### ASSIGNMENT
Report every line of the material that contains the string "opened".

== RECORDS FOR THE EXERCISE

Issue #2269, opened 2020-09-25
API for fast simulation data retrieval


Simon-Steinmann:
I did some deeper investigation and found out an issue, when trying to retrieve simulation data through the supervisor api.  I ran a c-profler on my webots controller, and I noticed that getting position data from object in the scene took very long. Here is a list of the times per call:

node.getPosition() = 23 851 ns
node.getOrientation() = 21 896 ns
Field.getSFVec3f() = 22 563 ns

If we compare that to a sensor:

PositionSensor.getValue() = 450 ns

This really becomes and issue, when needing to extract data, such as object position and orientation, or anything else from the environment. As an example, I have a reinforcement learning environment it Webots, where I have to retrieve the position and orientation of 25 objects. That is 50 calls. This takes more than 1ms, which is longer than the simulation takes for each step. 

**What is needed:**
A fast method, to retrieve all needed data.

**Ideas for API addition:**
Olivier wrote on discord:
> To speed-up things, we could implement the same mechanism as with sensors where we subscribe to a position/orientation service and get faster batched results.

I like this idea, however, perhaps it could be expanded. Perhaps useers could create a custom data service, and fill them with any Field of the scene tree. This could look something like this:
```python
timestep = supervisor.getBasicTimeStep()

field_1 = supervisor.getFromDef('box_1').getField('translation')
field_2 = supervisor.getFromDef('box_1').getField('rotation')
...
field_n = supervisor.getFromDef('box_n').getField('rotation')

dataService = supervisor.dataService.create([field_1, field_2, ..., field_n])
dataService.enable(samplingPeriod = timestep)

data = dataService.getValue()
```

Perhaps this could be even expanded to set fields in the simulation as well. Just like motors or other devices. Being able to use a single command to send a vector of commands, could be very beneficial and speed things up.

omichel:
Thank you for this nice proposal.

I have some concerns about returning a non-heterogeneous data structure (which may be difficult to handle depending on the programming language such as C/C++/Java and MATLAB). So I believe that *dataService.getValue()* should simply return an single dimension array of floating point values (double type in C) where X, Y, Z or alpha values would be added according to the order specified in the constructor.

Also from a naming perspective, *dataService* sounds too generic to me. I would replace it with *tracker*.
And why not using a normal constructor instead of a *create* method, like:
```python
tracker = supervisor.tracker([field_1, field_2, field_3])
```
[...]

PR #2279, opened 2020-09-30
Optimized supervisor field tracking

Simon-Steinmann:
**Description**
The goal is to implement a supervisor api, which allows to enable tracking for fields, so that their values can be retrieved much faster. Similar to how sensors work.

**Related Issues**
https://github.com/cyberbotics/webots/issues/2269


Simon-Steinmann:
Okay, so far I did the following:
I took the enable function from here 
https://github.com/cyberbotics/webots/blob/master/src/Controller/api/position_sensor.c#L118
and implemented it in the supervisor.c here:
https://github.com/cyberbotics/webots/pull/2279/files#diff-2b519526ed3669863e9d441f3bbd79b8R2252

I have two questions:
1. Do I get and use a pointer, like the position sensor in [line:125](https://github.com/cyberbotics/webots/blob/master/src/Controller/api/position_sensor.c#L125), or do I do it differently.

====
== RECORDS FOR THE EXERCISE

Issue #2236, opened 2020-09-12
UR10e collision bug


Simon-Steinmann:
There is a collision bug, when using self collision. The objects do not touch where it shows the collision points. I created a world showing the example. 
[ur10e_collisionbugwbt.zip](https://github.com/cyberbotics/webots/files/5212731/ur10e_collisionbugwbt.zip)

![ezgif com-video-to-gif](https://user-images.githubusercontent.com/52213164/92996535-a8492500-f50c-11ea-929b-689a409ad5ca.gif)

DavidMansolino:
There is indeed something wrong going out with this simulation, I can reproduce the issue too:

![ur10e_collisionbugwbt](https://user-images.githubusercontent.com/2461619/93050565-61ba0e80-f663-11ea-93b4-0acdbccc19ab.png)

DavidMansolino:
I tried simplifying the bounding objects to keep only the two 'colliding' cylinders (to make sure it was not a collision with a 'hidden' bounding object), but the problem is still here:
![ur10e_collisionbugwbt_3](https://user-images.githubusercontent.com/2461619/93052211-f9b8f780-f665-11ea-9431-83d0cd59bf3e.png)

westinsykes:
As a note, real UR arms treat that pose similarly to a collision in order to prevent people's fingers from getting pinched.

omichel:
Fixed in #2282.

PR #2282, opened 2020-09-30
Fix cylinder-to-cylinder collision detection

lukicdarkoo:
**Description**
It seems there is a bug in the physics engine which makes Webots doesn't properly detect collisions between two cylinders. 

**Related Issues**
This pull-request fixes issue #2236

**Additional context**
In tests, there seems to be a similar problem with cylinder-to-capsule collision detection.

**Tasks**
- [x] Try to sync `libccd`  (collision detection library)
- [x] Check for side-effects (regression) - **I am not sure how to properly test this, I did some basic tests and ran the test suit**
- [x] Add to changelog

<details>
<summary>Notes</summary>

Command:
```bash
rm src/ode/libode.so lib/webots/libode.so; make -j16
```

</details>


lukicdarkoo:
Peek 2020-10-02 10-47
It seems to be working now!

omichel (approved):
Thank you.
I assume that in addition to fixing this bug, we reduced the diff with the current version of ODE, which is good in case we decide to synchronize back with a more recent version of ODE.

====

### ANSWER BOX
Issue #2269, opened 2020-09-25
PR #2279, opened 2020-09-30
Issue #2236, opened 2020-09-12
PR #2282, opened 2020-09-30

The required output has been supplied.